--- START ---
Issue #1086, opened 2020-05-25
TLC1543 Device Binding


SaDiablo:
Hi,
I'm working on a student's science club [project](https://github.com/ACT-ZUT/AlphaBot2.NET) using [AlphaBot2](https://www.waveshare.com/wiki/AlphaBot2-Pi) robot. There are a few yet not implemented devices here.
One of them is TLC1543 - 11 channel 10 bit ADC [[Documentation]](https://www.ti.com/lit/ds/symlink/tlc1543.pdf)
In this robot it is used for converting analog reflective infrared sensor (ITR20001/T) and battery voltage

I already have a bit of binding working (fast mode 1, without using EOC pin) and it's my first time contributing to another project. How should I proceed? And also should I file rest of the missing bindings here?

pgrawehr:
There's a [template](https://github.com/dotnet/iot/blob/master/tools/templates/DeviceBindingTemplate/README.md) for how a binding could look like. Or just have a look at some of the existing bindings (i.e for an ADC it might be the ADS1115 binding). If you've got some .NET experience, you should be able to undestand the concept and general guidelines rather quickly by lookign at what's already there. 

I personally think just listing what's missing is not very useful, since that list will eventually be very long. Maybe list those that you think would be most helpful for others, too (i.e. not exotic chips), or those where you think you would be able to contribute yourself.

krwq:
As long as you implement functionality which will cover most common use cases you don't need to implement it all. As for mentioning what's missing: yes mention but not with too many details, just what might be interesting to people (i.e. if device supports both I2C/SPI but you only add 1 then mention it, if it's some implementation detail like interrupts or something then not necessarily).

Ellerbach:
@SaDiablo, have you made any progress? Do you need any help?

SaDiablo:
> @SaDiablo, have you made any progress? Do you need any help?

I need to comment out few things, add readme and few examples and then it should be ready to go. Thanks for asking :)

Ellerbach:
@SaDiablo , check as well the documentation update for couple of Do and Don't: https://github.com/dotnet/iot/tree/master/src/devices
That should help you as well!

Ellerbach:
[Triage] This has been added already. See https://github.com/dotnet/iot/tree/main/src/devices/Tlc1543

PR #1192, opened 2020-09-22
Add device binding for Tlc1543 binding

SaDiablo:
Added Tlc1543 binding as reported in #1086


dnfadmin:
[CLA assistant check](https://cla.dotnetfoundation.org/dotnet/iot?pullRequest=1192) <br/>Thank you for your submission, we really appreciate it. Like many open source projects, we ask that you sign our [Contributor License Agreement](https://cla.dotnetfoundation.org/dotnet/iot?pullRequest=1192) before we can accept your contribution.<br/><br/>:x: SaDiablo [sign now](https://cla.dotnetfoundation.org/dotnet/iot?pullRequest=1192)<br/><sub>You have signed the CLA already but the status is still pending? Let us [recheck](https://cla.dotnetfoundation.org/check/dotnet/iot?pullRequest=1192) it.</sub>

src/devices/Tlc1543/Tlc1543.cs
```diff
@@ -0,0 +1,289 @@
...
+    /// </summary>
+    public class Tlc1543 : IDisposable
+    {
+        #region Members
+
+        /// <summary>
+        /// Channel used between readings to charge up capacitors in ADC
+        /// </summary>
+        public Channel ChargeChannel = Channel.SelfTest512;
+        private readonly int _chipSelect;
```
Ellerbach, line 23: You have to start with the private readonly memebers
So the public property should be after

src/devices/Tlc1543/Tlc1543.cs
```diff
@@ -0,0 +1,289 @@
...
+        #region Constructors
+
+        /// <summary>
+        /// Constructor for Tlc1543
+        /// </summary>
+        /// <param name="ADDR">Address</param>
+        /// <param name="CS">Chip Select</param>
+        /// <param name="DOUT">Data Out</param>
+        /// <param name="IOCLK">I/O Clock</param>
+        public Tlc1543(int ADDR, int CS, int DOUT, int IOCLK)
```
Ellerbach, line 43: You have to have as well a constructor where you pass the GpioController, can be null and use as well the shouldDispose pattern. See here: https://github.com/dotnet/iot/tree/master/src/devices#gpiocontroller

Please use names which are in line with the naming convention, so preffer Address to ADDR, ChipSelect to CS, etc.
Also, fir parameters, the first letter is lower case, so for ADDR, it will be address, for CS chipSelect (note that then you have to keep the uppercase for the next word).
This comment is valid for all the rest of this PR.

src/devices/Tlc1543/Tlc1543.cs
```diff
@@ -0,0 +1,289 @@
...
+        /// Channel used between readings to charge up capacitors in ADC
+        /// </summary>
+        public Channel ChargeChannel = Channel.SelfTest512;
+        private readonly int _chipSelect;
+        private readonly int _dataOut;
+        private readonly int _address;
+        private readonly int _inputOutputClock;
+        private readonly int _endOfConversion;
+        private readonly int _channels = 11;
+        private GpioController _digital = new GpioController(PinNumberingScheme.Logical);
```
Ellerbach, line 29: See comment regarding the constructor. See https://github.com/dotnet/iot/tree/master/src/devices#gpiocontroller for the right pattern to use

src/devices/Tlc1543/Tlc1543.cs
```diff
@@ -0,0 +1,289 @@
...
+        }
+
+        /// <summary>
+        /// Mode 1 (Fast mode):
+        /// <br>10 clock transfer with !CS high </br>
+        /// <br>Figure 9 in datasheet</br>
+        /// </summary>
+        /// <param name="channelNumber">Channel to read</param>
+        /// <returns>10 bit value corresponding to relative voltage level on channel</returns>
+        public int Read(int channelNumber)
```
Ellerbach, line 136: What is the difference between this Read function and the ReadChannel function? (and by extention the ReadChannels).
Should this one be private maybe?

src/devices/Tlc1543/Tlc1543.cs
```diff
@@ -0,0 +1,289 @@
...
+        {
+            int value = 0;
+            _digital.Write(_chipSelect, 0);
+            DelayHelper.DelayMicroseconds(1, false);
```
Ellerbach, line 140: Please refer to the documentation for the delays. see as well the recommendation for this topic: https://github.com/dotnet/iot/tree/master/src/devices#commenting-the-code

src/devices/Tlc1543/Tlc1543.cs
```diff
@@ -0,0 +1,289 @@
...
+
+        /// <summary>
+        /// Mode 1 (Fast mode):
+        /// <br>10 clock transfer with !CS high </br>
+        /// <br>Figure 9 in datasheet</br>
+        /// </summary>
+        /// <param name="channelNumber">Channel to read</param>
+        /// <returns>10 bit value corresponding to relative voltage level on channel</returns>
+        public int Read(int channelNumber)
+        {
```
Ellerbach, line 137: And if you make this function public, you should check the validity of channelNumber. 
What will happen if I pass -3 for example? It should raise an ArgumentException.

src/devices/Tlc1543/Tlc1543.cs
```diff
@@ -0,0 +1,289 @@
...
+        }
+
+        #endregion
+
+        #region Enums
+
+        /// <summary>
+        /// Available Channels to poll from on Tlc1543
+        /// </summary>
+        public enum Channel
```
Ellerbach, line 180: please move this enum into a separate file

src/devices/Tlc1543/Tlc1543.cs
```diff
@@ -0,0 +1,289 @@
...
+
+        #endregion
+
+        #region Disposing
+
+        /// <summary>
+        /// Dispose
+        /// </summary>
+        /// <param name="disposing">is disposing</param>
+        protected virtual void Dispose(bool disposing)
```
Ellerbach, line 261: please see the pattern as well regarding GpioController

src/devices/Tlc1543/samples/README.md
```diff
@@ -0,0 +1,4 @@
+# Sample
+This sample shows
```
Ellerbach, line 2: Maybe you can extract few code elements, it's always nice to have some in the documentation

src/devices/Tlc1543/README.md
```diff
@@ -0,0 +1,15 @@
...
+## Summary
+High-speed 10-bit switched-capacitor successive-approximation A/D Converter with 14 channels (11 inputs and 3 self-test channels)
+
+## Device Family
+**[TLC1542/3]**: [Datasheet](https://www.ti.com/lit/ds/symlink/tlc1543.pdf)
+
+## Binding Notes
+(For now) Implemented Fast Mode 1 which doesn't need EOC pin connected. Respective timing diagram can be seen on figure 9 in datasheet.
+
+It is possible to change ADC charge channel.
```
Ellerbach, line 12: Maybe add as well how to create the ADC element and how to read? I understand it's just super easy and straight forward but those little things helps a lot.

src/devices/Tlc1543/samples/Tlc1543.Sample.cs
```diff
@@ -0,0 +1,43 @@
+﻿// Licensed to the .NET Foundation under one or more agreements.
+// The .NET Foundation licenses this file to you under the MIT license.
+// See the LICENSE file in the project root for more information.
+
+using System;
+using System.Collections.Generic;
+using System.Device.Gpio;
+using System.Device.I2c;
```
Ellerbach, line 8: Please clean the using you don't need

src/devices/Tlc1543/Tlc1543.cs
```diff
@@ -0,0 +1,289 @@
...
+        {
+            if (!_disposedValue)
+            {
+                if (disposing)
+                {
+                    // TODO: dispose managed state (managed objects)
```
Ellerbach, line 267: I guess you can remove the TODO as seems that you've done it

src/devices/Tlc1543/Tlc1543.cs
```diff
@@ -0,0 +1,289 @@
...
+                {
+                    value |= 0x01;
+                }
+
+                _digital.Write(_inputOutputClock, 1);
+                _digital.Write(_inputOutputClock, 0);
+            }
+
+            _digital.Write(_chipSelect, 1);
+            DelayHelper.DelayMicroseconds(100, true); // t(PZH/PZL)
```
Ellerbach, line 168: please place the comment up the line and please refer as well to the documentation for the delay

src/devices/Tlc1543/Tlc1543.cs
```diff
@@ -0,0 +1,289 @@
...
+        private readonly int _channels = 11;
+        private GpioController _digital = new GpioController(PinNumberingScheme.Logical);
+        private bool _disposedValue;
+
+        #endregion
+
+        #region Constructors
+
+        /// <summary>
+        /// Constructor for Tlc1543
```
Ellerbach, line 37: Looking at the full code, it seems that this sensor can work as well with SPI. So would be nice as well to have a constructor and also the capacity to have it working with SPI if that's the case.

src/devices/Tlc1543/Tlc1543.cs
```diff
@@ -0,0 +1,289 @@
...
+    /// Add documentation here
+    /// </summary>
+    public class Tlc1543 : IDisposable
+    {
+        #region Members
+
+        /// <summary>
+        /// Channel used between readings to charge up capacitors in ADC
+        /// </summary>
+        public Channel ChargeChannel = Channel.SelfTest512;
```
--- END ---
* [Instructions to follow] Taking the material above, say how many lines have "symlink" in them, and give no other output.

* [Answer below] 2